━━━━━ Data segment
PR #1324, opened 2023-08-10
feat: generalize search provider to support 'category'

d-loose:
Preparation step to generalize the search page (links to a specific category on the explore page will open a general search page with an empty query and a pre-selected category filter).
━━━━━━━━━━
> **What needs to be done**
Working from the material above, tally how many lines hold the string "generalize". The number is all that is needed.

> **Answer space**
2